Sayın hoca , orucu bozan şeylerde esas olarak "İbadet mantığı" aranmasını şart koşarken bu mantığa göre " İlaç alarak neden oruca devam edilmesin?,Böbreklerde yeterince su kalmaması böbreğe zarar verecekse;su içerek neden oruca devam edilmesin?" demektedir.

Şimdi sayın hocaya sorarız ; Bakara s. 185. ayetinde " Ramazan ayı, ki onda Kuran, insanlara yol gösterici ve doğruyu yanlıştan ayırıcı belgeler olarak indirildi. Sizden bu ayı idrak eden, onda oruç tutsun; hasta veya yolculukta olan, tutamadığı günlerin sayısınca diğer günlerde tutsun. Allah size kolaylık ister, zorluk istemez. Bu kolaylıkları, sayıyı tamamlamanız ve size yol gösterdiğine karşılık O'nu ululamanız için meşru kılmıştır; ola ki şükredersiniz." buyurularak, hasta olana iyileşene kadar ruhsat verilmesine rağmen , sizin hasta olana oruç tutturmak istemenize sebep olan düşünce nedir ?.   

Böbreklerinde veya vücudunun başka bir yerinde rahatsızlık olana oruç tutmama ruhsatı veren Allah'a karşı, siz kendinizi ne hakla bu ruhsatı iptal ederek su içerek oruç tutabilmesine cevaz verebiliyorsunuz ?. 

Allah (c.c) nin koyduğu bu sınırların sizin tarafından aşılmasına gerekçe olarak ne gibi gerekçe sunabilirsiniz ?. 

Hocanın gerekçesi ; Allah "zarar" mı eder ?. 

Evet , Allah (c.c) hiç bir şekilde zarar etmez , ancak sizin bu mantığınıza göre gittiğimizde ortada hudut diye de bir şey kalmaz.

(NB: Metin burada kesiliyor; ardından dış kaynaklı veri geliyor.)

PR #12367, opened 2026-06-23
fix: Scope group vfolders by `group_id` in the REST folder list

### LINKED ISSUE #12363: REST GET /folders silently ignores group_id (scope not applied in VFolderService.list)
## Summary

The REST endpoint `GET /folders` (vfolder list) accepts a `group_id` query
parameter but **silently ignores it** — the returned set is identical with or
without `group_id`. Verified on **26.4.4**.

## Details

`api/rest/vfolder/handler.py::list_folders` resolves `group_id` into a scope:

```python
group_id = params.group_id
if group_id is not None:
    scope_type = ScopeType.PROJECT
    scope_id = str(group_id)
else:
    scope_type = ScopeType.USER
    scope_id = str(owner_user_uuid)
result = await self._vfolder.list_vfolder.wait_for_complete(
    ListVFolderAction(user_uuid=owner_user_uuid, _scope_type=scope_type, _scope_id=scope_id)
)
```

…but `services/vfolder/services/vfolder.py::VFolderService.list` never uses the
scope. It calls `list_accessible_vfolders(user_id, user_role, domain_name,
allowed_vfolder_types)` with **no** scope filter, and the action's
`_scope_type`/`_scope_id` are only echoed back into the result:

```python
return ListVFolderActionResult(
    user_uuid=action.user_uuid,
    vfolders=vfolders,
    _scope_type=action.scope_type(),   # echoed, never used to filter
    _scope_id=action.scope_id(),
)
```

So the result is always the wide `query_accessible_vfolders` union (user-owned +
invited + every MODEL_STORE project in the domain + all-domain groups for admins
+ all group vfolders for superadmins), regardless of `group_id`.

## Reproduction (26.4.4)

Signed `GET /folders` as both a superadmin and a `role: user` account:

```
/folders  ==  /folders?group_id=<projectA>  ==  /folders?group_id=<model-store>
```

…return identical result sets every time.

## Impact

Clients cannot scope the REST vfolder list to a single project. This looks like
an incomplete RBAC refactor: the handler wires the scope but the service still
calls the legacy union. Downstream UIs that use this endpoint surface every
MODEL_STORE / cross-project group folder. (The `vfolder_nodes` GraphQL
connection with `scope_id: "project:<id>"` *does* scope correctly, and the WebUI
relies on it — but the REST `group_id` param remains misleading.)

## Suggested fix

Either honor the scope in `VFolderService.list` (filter group vfolders by the
PROJECT scope when `_scope_type == PROJECT`, restrict to the user when USER), or
remove the dead `group_id` param and document `vfolder_nodes` as the scoped path.

Found while debugging a downstream client (Backend.AI FastTrack) that showed
many empty, duplicate-named project folders on its data-folder page.

rapsealk:
Fixes #12363.

## Problem

`GET /folders` accepts a `group_id` query parameter, and the REST handler resolves it into a **PROJECT** scope on `ListVFolderAction` (`api/rest/vfolder/handler.py` — `group_id is not None → ScopeType.PROJECT`). But `VFolderService.list` never consumed that scope: it called `list_accessible_vfolders` without it and only echoed `_scope_type`/`_scope_id` back in the result. The listing therefore always returned the full accessible union — every `MODEL_STORE` project, every domain project for admins, and all group vfolders for superadmins — regardless of the requested scope. **`group_id` was a silent no-op.**

Verified empirically on a 26.4.4 manager: `/folders` returns byte-identical results to `/folders?group_id=<project>` for both a superadmin and a regular user.

## Why it matters downstream

- FastTrack's folder pickers pass `group_id` and had to ship a client-side scope filter to compensate (lablup/backend.ai-fasttrack#4634).
- FastTrack resolves pipeline mount names → UUIDs through this listing at launch time; the missing scope semantics were part of the failure surface behind a customer incident where a batch task ran without its requested folder (lablup/backend.ai-fasttrack#5016).

## Change

Thread the action's PROJECT scope through the layers that already exist for it:

- `VFolderService.list`: when `action.scope_type() == ScopeType.PROJECT`, pass `project_id=UUID(action.scope_id())` to the repository.
- `VfolderRepository.list_accessible_vfolders(project_id=...)`: forwards `extra_vf_group_conds=(VFolderRow.group == project_id)` into the existing `query_accessible_vfolders` hook.

Scope semantics: **project-owned vfolders are restricted to the requested project; user-owned and invited vfolders are unaffected** — so the default (no `group_id`) listing is byte-for-byte unchanged, and a scoped listing still includes the caller's personal folders exactly as the WebUI expects.

## Status

Rebased onto current `main` (2026-07-15) — the branch had gone stale and was auto-closed; the REST-handler contract was re-verified after the `api/rest/` reorganization (`handler.py:338-351` still resolves `group_id` → PROJECT scope), and `tests/unit/manager/services/vfolder/test_vfolder_crud_service.py` (including the three new scope tests) passes via pants.


src/ai/backend/manager/repositories/vfolder/repository.py
```diff
@@ -415,9 +416,13 @@ async def list_accessible_vfolders(
         domain_name: str,
         allowed_vfolder_types: list[str],
         extra_conditions: sa.sql.elements.ColumnElement[bool] | None = None,
+        group_scope_id: UUID | None = None,
```
seedspirit: does group mean project? If so, It would be better to change name to `project_scope_id`

src/ai/backend/manager/services/vfolder/services/vfolder.py
```diff
@@ -579,12 +581,22 @@ async def list(self, action: ListVFolderAction) -> ListVFolderActionResult:
...
+        if action.scope_type() == ScopeType.PROJECT:
+            group_scope_id = UUID(action.scope_id())
+
         # Use repository to get accessible vfolders
         vfolder_list_result = await self._vfolder_repository.list_accessible_vfolders(
             user_id=action.user_uuid,
             user_role=user_role,
             domain_name=user_domain_name,
             allowed_vfolder_types=list(allowed_vfolder_types),
+            group_scope_id=group_scope_id,
```
seedspirit: Does `list_accessible_vfolders` accept `group_scope_id` as an argument? I checked, and it doesn't seem to exist as a separate parameter, but this needs to be verified.

seedspirit (changes requested):

src/ai/backend/manager/repositories/vfolder/repository.py
rapsealk: Yes — `group` is the legacy term for project here. Renamed the parameter to `project_id` in 936766667. (You suggested `project_scope_id`; the maintainer preferred the shorter `project_id`, which also matches the existing `project_id` usage in these tests.)

src/ai/backend/manager/services/vfolder/services/vfolder.py
rapsealk: It does — this PR adds the parameter to `list_accessible_vfolders` itself (see the same diff, `repositories/vfolder/repository.py`), now named `project_id` after 936766667. The service just passes it through to that new parameter.

rapsealk:
Reopened — this went stale, but the bug it fixes just bit us downstream in FastTrack: a customer pipeline ran its batch command without a requested folder because name→UUID mount resolution relies on this listing's scope semantics (lablup/backend.ai-fasttrack#5016). The `group_id` no-op also forced a client-side workaround in the FastTrack folder pickers (backend.ai-fasttrack#4634).

The head branch was restored as-is; it likely needs a rebase onto current `main` before review — will follow up. Keeping #12363 open as the tracking issue.

rapsealk:
Rebased onto current `main` and reframed the description. The service/repository seams moved slightly since June (REST handler now lives under `api/rest/vfolder/`) but the contract this PR relies on is unchanged — re-verified that the handler still resolves `group_id` into a PROJECT scope that `VFolderService.list` previously dropped. Unit tests for the vfolder CRUD service pass on the rebased branch. Ready for review.

HyeockJinKim (commented):
We do not plan to add any more fields to the legacy API unless they are required. Please use the v2 API.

Herkes "Allah nasılsa zarar etmez" diyerek, kendi kafasınca bir hudut koyduğunda, meydana gelebilecek olan kaosu acaba düşünebiliyor musunuz?.

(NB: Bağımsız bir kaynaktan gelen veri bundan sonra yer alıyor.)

PR #12373, opened 2026-06-23
fix(BA-6595): backfill custom runtime variant service block when missing

seedspirit:
## Problem
`f3a8c1d05e64` / `ed42bc179b91` only backfilled the default `port` when the `custom` runtime variant's `models[0].service` was already a JSON object. Databases whose `custom` baseline has **no `service` block** (or no `models[0]`) were left without a port, so model-service deployments still fail with `port: Field required` (`port` is required; `health_check` is optional).

## Fix
A new idempotent migration converges the `custom` baseline for every remaining state:

| State | Action |
|---|---|
| `models[0]` null / `[]` / absent | seed full definition |
| `models[0]` present, `service` null/absent | create full service block |
| `service` present, `port` null/absent | set default port (8080) |

Existing non-default ports and custom `health_check`s are preserved (no clobber); re-running is a no-op.

## Migration chain (per `models/alembic/README.md` backport strategy)
- `c7e1a9d4f6b2` (d) — inserted after `9fc9e6bfe695`; the **same revision id is reused on the 26.4 backport** so the chains don't diverge.
- `2d6443ac0d4a` repointed `9fc9e6bfe695 → c7e1a9d4f6b2`.
- `e3b8d2a1c5f7` (d') — idempotent head duplicate for DBs already upgraded past the insertion point.

Single head after: `e3b8d2a1c5f7`.

## Verification
- SQL logic tested against the local DB across all states + idempotency + no-clobber, rolled back (nothing persisted).
- `alembic heads` single; `pants fmt/lint/check` clean.

## Backport
26.4 backport: see linked PR.

### DIFF
--- a/changes/12373.fix.md
+++ b/changes/12373.fix.md
@@ -1,0 +1,1 @@
+Backfill a default service block (with port) for the `custom` runtime variant baseline when it was seeded without one, so model-service deployments no longer fail with `port: Field required`.
--- a/src/ai/backend/manager/models/alembic/versions/2d6443ac0d4a_create_app_config_allow_list_table.py
+++ b/src/ai/backend/manager/models/alembic/versions/2d6443ac0d4a_create_app_config_allow_list_table.py
@@ -8,7 +8,7 @@ foreign key into ``app_config_definitions`` so an entry may only reference a
 registered config name.
 
 Revision ID: 2d6443ac0d4a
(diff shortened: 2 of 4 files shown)


seedspirit:
26.4 backport: #12374

fregataa (approved):

PR #12396, opened 2026-06-24
refactor(BA-6608): move QueryCondition/QueryOrder to models layer to break models→repositories imports

fregataa:
## Summary
- Move the `QueryCondition` / `QueryOrder` SQLAlchemy type aliases from `repositories/base` down to a new leaf module `models/query_types.py` (DB layer), so that the 83 `models/*/{conditions,orders}.py` modules no longer import upward into the repositories layer.
- Make `models.query_types` the single source of truth: all upper-layer consumers (api adapters, repositories, services, sokovan, tests) import the aliases directly from there; `repositories/base` no longer re-exports them.
- Removes the `models → repositories` layer-violating import edges (84 → 0, excluding the `vfolder/row.py` purger case tracked separately as BA-6616), which inflate the dependency SCC and the transitive `pants test` / `pants check` re-run scope.

This is part of epic BA-6607 (remove manager cross-layer import violations). Pure import-relocation — no behavior change.

## Test plan
- [x] `pants --changed-since=origin/main fmt fix lint` — clean
- [x] `pants check` (mypy) — passes
- [x] `pants test` model condition unit tests — pass (integration tests require halfstack/Docker)
- [x] CI green

Resolves BA-6608


HyeockJinKim (commented):
1. Is there a better name than “query_types”?
2. I’m also thinking about moving the “repositories/base” section.

seedspirit (approved):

Oruca güneş doğumu ile başlasak Allah zarar mı eder ?. "Etmez başla"
Böbreklerinde hastalık olan su içerek oruç tutsak Allah zarar mı eder?. "Etmez iç suyu tut orucu"
Namazları akşam toptan evde kılsak Allah zarar mı eder ?. "Etmez ne zaman uygun olursan o zaman kıl"
Haccı 12 aya yaysak Allah zarar mı eder ?. "Etmez yayıla yayıla hac ederiz ne güzel"
Mekke ye gitmeye gücü olmayanlara Kabeyi belirli yerlerde kursak Allah zarar mı eder ?. "Etmez her şehirde kur kabe maketi etrafında dön"
Kurban da tavuk kessek Allah zarar mı eder ?. "Etmez hem fakirler bile kurban kesmiş olur"
Namazda Kabeye yönelmesek Allah zarar mı eder ?. "Etmez zaten ayet var nereye dönersen dön orası Allah'ın diye"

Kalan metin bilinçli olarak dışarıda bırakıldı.